> **What is required**: Within the entries below, find every line that has the string "anything", then copy it.

######

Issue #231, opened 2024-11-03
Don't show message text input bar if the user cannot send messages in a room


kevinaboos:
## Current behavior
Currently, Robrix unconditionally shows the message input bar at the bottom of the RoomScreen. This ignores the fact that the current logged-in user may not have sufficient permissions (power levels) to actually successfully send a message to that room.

######

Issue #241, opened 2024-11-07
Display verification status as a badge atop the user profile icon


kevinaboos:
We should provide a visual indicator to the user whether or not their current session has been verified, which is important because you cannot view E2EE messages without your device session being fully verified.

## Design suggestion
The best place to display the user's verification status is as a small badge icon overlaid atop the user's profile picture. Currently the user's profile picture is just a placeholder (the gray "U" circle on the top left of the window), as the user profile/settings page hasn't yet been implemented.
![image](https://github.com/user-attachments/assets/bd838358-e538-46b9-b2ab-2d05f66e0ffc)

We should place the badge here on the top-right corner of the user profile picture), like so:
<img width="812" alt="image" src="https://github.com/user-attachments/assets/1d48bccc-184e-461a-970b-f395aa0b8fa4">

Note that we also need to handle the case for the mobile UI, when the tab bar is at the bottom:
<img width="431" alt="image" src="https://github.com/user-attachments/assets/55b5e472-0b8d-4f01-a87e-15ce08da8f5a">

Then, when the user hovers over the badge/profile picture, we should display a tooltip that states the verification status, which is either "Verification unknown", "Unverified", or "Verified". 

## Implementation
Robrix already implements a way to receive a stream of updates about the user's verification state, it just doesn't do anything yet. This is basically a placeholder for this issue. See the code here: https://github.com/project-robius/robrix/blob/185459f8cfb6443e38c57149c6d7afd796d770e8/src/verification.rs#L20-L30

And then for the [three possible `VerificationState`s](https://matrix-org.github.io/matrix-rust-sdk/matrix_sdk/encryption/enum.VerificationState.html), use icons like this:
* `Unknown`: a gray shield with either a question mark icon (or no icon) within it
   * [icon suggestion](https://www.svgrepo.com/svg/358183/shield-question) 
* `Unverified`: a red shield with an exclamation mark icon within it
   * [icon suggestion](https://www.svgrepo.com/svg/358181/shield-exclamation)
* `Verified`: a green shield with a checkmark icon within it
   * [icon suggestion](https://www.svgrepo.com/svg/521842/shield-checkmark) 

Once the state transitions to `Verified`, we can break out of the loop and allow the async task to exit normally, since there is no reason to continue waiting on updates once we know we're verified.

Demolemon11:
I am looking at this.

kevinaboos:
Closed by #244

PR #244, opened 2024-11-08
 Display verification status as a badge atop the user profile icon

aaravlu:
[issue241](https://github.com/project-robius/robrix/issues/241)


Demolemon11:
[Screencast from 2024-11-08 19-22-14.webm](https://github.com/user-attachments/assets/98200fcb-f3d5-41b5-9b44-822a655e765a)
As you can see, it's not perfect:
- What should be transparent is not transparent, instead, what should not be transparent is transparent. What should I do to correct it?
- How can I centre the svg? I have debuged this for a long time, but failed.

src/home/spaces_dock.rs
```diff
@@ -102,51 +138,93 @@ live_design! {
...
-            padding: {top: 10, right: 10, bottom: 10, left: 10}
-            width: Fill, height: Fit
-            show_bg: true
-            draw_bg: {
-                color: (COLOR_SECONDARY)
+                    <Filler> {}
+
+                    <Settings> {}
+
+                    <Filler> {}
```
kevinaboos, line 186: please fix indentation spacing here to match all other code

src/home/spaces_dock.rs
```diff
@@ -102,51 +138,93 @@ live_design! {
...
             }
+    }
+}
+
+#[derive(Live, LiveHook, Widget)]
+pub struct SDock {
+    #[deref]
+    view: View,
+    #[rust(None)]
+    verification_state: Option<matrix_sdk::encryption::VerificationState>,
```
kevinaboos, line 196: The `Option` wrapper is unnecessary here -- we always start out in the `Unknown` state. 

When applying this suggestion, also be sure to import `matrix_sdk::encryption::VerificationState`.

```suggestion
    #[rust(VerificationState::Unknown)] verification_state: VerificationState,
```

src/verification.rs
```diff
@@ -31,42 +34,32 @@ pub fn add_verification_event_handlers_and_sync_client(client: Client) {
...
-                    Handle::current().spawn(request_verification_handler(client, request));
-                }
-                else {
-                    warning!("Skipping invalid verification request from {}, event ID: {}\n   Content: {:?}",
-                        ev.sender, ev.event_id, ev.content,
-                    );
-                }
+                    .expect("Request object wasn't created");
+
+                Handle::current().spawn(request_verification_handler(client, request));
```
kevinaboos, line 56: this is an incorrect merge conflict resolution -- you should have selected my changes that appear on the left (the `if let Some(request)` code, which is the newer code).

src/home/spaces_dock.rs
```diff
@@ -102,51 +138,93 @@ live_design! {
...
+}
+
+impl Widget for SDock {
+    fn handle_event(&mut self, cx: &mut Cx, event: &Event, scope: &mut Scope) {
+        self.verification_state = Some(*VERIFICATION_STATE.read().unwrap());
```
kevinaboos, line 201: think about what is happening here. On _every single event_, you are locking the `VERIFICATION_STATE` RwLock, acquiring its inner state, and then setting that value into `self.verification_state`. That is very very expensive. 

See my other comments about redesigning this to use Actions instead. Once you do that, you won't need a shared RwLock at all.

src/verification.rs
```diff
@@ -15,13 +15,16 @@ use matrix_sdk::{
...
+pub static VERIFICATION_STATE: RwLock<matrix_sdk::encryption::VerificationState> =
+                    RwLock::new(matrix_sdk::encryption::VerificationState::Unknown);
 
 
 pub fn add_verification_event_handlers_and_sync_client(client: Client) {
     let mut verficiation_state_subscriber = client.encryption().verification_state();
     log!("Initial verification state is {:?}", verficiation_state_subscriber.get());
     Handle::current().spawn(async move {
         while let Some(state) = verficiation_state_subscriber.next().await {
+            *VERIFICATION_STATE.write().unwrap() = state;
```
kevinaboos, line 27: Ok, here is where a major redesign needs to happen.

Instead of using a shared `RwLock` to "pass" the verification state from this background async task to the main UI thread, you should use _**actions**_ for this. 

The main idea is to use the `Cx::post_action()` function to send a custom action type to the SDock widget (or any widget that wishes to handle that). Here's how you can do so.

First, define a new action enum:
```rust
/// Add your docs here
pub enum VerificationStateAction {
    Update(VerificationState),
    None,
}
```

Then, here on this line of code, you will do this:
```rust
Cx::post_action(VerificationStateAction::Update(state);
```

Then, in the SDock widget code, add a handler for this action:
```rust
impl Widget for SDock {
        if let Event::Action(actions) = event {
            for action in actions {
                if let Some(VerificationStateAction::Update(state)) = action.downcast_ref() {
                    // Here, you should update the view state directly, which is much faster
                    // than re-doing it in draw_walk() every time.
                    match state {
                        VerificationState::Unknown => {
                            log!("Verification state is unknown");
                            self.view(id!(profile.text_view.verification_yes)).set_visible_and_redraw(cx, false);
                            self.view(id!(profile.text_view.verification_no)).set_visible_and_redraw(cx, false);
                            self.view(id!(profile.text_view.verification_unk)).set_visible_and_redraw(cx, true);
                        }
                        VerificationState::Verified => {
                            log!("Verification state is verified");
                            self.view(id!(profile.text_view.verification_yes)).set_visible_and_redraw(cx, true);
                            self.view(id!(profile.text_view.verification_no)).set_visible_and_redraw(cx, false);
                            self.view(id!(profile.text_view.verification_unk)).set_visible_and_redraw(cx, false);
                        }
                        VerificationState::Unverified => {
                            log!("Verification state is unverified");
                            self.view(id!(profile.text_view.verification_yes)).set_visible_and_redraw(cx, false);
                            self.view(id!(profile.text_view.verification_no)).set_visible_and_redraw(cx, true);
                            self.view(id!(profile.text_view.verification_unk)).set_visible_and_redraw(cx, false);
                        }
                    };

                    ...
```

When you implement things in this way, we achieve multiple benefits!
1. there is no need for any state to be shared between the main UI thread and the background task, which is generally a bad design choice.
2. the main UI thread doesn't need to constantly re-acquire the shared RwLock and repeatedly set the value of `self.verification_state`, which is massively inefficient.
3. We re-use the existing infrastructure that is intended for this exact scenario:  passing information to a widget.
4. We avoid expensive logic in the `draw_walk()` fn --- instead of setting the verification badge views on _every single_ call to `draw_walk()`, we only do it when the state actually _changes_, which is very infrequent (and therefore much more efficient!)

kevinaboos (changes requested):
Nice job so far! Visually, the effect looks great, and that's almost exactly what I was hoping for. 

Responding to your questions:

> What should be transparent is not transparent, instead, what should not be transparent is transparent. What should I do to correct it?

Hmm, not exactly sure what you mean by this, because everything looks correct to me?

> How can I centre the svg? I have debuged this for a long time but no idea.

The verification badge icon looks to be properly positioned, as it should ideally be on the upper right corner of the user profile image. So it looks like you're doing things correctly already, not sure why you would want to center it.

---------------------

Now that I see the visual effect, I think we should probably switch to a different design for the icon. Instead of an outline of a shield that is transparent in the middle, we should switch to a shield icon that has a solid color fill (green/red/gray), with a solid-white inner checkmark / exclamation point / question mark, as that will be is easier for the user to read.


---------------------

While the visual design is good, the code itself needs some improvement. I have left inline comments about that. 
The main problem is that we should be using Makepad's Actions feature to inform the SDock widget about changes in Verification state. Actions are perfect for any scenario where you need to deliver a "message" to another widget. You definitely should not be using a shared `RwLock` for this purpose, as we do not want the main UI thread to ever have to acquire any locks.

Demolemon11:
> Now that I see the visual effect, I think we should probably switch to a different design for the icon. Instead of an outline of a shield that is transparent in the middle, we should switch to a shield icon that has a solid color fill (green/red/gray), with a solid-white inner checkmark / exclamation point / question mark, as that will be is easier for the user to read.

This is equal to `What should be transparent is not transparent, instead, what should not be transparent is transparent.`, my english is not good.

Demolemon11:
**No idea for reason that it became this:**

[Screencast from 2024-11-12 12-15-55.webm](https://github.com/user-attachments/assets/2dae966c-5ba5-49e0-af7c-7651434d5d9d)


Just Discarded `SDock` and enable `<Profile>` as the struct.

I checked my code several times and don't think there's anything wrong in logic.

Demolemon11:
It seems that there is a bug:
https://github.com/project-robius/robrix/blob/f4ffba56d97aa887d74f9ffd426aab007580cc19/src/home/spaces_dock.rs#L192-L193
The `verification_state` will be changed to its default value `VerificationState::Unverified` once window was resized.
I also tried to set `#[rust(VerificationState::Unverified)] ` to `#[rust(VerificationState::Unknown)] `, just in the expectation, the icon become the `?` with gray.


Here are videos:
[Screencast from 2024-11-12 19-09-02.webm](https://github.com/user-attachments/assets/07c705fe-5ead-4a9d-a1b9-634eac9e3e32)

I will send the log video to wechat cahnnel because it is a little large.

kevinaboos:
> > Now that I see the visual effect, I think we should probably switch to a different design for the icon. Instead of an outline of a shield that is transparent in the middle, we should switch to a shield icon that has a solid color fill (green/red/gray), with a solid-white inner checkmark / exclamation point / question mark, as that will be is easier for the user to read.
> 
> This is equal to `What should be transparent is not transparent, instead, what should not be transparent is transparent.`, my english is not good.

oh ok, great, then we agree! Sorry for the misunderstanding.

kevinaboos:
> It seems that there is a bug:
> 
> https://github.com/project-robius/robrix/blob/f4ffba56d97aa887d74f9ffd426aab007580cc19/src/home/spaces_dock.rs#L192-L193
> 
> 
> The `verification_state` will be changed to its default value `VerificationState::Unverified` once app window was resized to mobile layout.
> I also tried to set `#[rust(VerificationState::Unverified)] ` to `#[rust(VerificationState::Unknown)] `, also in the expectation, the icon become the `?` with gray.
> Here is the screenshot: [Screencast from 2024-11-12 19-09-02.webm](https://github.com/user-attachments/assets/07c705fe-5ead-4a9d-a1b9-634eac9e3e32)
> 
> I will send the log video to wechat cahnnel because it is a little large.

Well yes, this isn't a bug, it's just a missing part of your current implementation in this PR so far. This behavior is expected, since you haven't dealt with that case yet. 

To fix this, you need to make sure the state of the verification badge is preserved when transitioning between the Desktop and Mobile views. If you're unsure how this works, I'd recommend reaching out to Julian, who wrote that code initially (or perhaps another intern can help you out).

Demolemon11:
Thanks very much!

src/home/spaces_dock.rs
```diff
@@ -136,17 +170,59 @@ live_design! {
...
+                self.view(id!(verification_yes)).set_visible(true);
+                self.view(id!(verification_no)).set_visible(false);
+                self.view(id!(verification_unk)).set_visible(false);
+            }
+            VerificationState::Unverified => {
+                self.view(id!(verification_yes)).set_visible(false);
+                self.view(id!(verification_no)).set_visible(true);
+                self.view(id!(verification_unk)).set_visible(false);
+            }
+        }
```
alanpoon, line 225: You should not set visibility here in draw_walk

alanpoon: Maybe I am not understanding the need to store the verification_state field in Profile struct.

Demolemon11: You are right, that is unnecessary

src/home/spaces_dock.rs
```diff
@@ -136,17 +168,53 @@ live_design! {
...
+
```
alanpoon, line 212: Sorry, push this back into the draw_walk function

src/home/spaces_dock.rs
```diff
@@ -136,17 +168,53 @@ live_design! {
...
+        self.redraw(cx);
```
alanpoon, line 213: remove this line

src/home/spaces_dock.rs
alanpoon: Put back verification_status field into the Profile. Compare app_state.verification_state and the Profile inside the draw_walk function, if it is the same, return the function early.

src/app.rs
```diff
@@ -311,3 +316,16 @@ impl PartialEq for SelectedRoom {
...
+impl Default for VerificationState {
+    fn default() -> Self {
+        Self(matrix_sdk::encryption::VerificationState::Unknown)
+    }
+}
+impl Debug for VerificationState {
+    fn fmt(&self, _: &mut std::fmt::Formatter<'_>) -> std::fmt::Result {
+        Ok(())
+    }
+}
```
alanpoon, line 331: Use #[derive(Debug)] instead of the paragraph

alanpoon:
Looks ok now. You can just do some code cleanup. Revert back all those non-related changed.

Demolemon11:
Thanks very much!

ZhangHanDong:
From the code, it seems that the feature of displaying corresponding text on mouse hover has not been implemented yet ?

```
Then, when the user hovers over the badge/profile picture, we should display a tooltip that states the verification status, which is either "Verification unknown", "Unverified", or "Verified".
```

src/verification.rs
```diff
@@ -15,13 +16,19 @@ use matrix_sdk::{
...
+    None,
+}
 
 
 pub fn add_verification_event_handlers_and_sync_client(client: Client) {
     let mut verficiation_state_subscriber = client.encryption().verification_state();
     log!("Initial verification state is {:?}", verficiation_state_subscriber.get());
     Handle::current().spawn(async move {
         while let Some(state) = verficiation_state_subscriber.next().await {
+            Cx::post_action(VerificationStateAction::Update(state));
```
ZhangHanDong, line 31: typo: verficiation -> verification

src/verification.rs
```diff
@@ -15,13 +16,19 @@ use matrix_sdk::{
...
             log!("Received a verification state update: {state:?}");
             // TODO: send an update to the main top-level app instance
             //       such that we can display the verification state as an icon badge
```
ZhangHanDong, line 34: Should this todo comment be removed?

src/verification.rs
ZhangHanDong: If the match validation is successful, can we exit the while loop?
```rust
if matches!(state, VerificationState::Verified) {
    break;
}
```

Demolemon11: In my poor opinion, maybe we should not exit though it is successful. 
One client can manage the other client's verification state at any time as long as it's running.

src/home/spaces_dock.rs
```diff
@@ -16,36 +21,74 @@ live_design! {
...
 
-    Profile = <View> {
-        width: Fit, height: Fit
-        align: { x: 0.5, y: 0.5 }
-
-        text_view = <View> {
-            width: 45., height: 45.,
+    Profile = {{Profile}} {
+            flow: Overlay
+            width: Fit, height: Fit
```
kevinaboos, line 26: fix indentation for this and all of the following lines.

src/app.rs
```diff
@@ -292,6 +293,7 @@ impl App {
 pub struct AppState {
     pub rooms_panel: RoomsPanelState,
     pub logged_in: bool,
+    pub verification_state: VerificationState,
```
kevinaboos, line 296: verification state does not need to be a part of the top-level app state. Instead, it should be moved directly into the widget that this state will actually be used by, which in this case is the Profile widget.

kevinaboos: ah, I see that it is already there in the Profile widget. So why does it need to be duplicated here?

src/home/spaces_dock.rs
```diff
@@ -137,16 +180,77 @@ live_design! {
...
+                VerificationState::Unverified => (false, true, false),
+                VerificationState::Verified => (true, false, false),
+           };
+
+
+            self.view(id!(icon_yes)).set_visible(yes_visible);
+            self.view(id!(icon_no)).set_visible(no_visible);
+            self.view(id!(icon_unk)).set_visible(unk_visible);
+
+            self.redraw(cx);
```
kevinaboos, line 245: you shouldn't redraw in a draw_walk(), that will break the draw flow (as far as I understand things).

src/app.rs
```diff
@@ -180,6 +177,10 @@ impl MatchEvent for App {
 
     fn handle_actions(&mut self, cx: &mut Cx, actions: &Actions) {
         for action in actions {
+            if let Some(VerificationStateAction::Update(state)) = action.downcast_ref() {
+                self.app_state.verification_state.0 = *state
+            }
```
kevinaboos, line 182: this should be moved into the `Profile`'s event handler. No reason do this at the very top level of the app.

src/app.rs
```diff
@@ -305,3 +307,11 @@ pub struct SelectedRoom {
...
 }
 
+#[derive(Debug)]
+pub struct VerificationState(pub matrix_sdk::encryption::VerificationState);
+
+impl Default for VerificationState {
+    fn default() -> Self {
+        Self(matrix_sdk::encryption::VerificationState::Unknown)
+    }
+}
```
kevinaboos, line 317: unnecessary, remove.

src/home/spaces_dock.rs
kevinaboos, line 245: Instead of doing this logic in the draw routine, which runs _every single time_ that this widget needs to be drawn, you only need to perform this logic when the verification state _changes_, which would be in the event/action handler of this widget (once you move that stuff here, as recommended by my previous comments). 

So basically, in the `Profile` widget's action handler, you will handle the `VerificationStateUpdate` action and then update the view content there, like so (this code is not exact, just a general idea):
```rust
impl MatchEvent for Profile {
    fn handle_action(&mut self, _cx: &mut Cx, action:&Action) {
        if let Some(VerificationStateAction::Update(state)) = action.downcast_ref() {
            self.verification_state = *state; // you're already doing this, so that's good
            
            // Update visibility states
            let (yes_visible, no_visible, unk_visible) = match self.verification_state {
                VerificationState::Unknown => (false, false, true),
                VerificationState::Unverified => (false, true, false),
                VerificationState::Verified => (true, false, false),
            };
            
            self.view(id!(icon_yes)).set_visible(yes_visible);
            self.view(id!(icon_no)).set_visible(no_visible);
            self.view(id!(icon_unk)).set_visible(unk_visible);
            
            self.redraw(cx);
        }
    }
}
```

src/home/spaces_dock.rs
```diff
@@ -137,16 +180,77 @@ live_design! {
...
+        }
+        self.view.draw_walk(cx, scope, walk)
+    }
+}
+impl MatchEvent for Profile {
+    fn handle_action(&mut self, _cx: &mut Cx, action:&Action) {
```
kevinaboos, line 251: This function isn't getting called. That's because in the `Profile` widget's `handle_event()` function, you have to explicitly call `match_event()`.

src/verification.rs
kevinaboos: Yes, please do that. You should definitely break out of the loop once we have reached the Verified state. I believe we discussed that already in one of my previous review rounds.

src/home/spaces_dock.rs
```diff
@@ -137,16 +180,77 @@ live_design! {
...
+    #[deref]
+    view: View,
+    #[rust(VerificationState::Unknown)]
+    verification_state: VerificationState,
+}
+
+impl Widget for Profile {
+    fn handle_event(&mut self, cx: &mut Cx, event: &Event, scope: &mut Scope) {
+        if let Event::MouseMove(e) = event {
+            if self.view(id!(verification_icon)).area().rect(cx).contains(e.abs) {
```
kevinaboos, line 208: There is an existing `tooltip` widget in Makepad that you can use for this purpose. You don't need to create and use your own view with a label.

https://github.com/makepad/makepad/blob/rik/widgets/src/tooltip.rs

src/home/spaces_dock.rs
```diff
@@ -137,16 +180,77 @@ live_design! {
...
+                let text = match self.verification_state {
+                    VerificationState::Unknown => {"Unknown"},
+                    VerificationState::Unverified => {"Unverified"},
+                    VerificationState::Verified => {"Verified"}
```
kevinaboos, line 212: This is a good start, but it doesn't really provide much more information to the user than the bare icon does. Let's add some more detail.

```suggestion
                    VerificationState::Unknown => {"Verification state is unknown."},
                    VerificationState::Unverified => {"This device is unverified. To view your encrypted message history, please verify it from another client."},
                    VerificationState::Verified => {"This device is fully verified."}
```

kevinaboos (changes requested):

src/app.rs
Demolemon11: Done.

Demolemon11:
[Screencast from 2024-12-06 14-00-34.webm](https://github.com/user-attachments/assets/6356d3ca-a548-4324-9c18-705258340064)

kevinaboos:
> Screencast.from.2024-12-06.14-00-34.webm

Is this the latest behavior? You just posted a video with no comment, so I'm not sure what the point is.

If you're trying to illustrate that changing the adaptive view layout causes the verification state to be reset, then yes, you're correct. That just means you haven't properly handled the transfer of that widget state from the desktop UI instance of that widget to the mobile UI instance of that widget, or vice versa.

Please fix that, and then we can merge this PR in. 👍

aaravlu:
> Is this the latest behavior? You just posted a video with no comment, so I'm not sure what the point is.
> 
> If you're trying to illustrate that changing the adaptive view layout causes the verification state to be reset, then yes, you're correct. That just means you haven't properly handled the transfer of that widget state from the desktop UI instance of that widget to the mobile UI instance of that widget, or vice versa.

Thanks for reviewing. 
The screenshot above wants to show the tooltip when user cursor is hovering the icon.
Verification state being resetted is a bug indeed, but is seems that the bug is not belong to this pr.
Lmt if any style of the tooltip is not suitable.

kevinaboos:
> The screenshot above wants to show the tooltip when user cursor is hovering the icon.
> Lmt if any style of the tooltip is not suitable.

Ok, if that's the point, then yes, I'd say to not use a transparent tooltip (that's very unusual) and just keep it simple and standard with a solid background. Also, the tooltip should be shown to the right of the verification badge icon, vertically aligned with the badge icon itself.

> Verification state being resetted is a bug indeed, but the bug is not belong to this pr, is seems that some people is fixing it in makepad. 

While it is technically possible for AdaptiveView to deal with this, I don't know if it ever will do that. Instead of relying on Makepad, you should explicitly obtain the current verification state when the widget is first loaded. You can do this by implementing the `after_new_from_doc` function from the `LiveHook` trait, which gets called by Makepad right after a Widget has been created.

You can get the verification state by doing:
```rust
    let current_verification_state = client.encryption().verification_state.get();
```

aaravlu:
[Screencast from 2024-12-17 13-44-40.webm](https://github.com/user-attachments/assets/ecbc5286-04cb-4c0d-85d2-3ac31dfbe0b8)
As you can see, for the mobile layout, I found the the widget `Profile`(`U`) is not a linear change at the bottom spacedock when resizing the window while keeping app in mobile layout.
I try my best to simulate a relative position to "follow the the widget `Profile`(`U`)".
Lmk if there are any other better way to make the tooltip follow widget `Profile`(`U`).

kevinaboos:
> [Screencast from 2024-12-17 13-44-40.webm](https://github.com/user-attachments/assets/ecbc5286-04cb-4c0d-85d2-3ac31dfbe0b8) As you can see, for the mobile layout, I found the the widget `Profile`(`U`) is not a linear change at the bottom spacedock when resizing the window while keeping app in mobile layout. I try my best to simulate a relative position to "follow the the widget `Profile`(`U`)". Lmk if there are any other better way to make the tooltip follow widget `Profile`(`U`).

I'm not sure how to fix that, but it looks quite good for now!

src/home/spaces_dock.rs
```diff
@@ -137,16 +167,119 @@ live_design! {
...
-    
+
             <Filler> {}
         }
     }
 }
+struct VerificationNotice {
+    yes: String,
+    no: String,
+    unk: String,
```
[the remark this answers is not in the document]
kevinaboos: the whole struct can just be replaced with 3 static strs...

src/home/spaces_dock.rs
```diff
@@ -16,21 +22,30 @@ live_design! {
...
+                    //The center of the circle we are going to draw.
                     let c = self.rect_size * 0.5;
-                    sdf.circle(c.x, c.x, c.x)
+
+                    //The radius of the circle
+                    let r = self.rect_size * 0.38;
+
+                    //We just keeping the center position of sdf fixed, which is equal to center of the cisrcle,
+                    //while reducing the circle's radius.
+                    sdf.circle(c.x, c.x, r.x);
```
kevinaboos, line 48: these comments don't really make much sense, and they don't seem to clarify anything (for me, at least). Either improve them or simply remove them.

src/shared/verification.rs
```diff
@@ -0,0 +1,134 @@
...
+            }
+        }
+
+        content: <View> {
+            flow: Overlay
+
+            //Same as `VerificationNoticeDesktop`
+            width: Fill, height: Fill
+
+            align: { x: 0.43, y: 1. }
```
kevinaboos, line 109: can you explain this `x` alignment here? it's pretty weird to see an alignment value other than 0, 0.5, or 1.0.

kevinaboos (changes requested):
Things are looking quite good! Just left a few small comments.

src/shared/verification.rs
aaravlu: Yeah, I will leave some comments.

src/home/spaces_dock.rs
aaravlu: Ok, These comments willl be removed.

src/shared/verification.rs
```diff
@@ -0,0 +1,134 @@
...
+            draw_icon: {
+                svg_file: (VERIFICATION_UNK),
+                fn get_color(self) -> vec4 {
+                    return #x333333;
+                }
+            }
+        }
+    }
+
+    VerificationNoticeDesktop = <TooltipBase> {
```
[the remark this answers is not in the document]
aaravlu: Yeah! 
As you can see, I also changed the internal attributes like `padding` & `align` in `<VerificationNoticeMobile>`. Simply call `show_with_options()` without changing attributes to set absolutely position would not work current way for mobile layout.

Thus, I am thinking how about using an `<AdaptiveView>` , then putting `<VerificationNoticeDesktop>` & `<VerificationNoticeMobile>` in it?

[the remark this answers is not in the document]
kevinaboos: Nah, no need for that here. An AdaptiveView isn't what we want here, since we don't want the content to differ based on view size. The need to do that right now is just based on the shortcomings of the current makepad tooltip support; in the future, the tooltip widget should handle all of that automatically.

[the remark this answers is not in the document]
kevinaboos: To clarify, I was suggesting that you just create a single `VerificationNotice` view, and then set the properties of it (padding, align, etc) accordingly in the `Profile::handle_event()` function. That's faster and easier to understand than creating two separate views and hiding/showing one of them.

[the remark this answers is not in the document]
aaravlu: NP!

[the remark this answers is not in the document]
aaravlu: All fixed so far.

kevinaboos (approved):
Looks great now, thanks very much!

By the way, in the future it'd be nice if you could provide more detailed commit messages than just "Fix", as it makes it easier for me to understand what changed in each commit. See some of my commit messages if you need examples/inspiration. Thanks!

######

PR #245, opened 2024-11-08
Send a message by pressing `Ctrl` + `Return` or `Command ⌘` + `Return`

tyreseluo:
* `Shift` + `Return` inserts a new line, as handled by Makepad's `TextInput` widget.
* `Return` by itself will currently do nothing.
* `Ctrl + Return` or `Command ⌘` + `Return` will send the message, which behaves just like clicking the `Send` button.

######

> **Exercise output**:
Robrix already implements a way to receive a stream of updates about the user's verification state, it just doesn't do anything yet. This is basically a placeholder for this issue. See the code here: https://github.com/project-robius/robrix/blob/185459f8cfb6443e38c57149c6d7afd796d770e8/src/verification.rs#L20-L30
I checked my code several times and don't think there's anything wrong in logic.
kevinaboos, line 48: these comments don't really make much sense, and they don't seem to clarify anything (for me, at least). Either improve them or simply remove them.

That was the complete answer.